Work instructions
Go through the records and report each line holding the string "sheerun".

Source data
═══
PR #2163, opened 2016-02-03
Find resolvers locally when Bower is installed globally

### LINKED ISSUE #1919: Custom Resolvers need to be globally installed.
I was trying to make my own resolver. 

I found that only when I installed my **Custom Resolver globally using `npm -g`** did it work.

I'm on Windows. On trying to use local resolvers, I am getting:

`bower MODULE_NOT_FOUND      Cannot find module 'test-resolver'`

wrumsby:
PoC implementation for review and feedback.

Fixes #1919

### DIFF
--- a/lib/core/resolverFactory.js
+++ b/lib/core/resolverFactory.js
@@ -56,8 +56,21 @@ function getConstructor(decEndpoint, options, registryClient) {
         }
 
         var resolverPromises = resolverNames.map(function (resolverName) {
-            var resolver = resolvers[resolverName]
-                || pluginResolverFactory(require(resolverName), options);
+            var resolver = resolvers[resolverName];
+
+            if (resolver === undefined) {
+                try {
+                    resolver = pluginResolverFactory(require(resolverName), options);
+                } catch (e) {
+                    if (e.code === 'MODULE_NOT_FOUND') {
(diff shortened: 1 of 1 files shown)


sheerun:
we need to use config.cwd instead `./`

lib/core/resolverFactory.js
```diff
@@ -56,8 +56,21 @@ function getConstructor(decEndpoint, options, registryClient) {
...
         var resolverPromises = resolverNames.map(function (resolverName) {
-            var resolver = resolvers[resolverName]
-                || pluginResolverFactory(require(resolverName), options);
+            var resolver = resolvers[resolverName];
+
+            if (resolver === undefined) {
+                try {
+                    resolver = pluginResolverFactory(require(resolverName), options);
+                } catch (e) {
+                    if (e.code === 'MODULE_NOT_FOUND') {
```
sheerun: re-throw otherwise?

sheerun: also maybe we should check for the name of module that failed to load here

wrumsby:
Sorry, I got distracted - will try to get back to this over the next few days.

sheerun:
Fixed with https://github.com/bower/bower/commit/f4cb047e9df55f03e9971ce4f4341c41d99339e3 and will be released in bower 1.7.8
═══
Worked solution
sheerun:
sheerun: re-throw otherwise?
sheerun: also maybe we should check for the name of module that failed to load here
sheerun:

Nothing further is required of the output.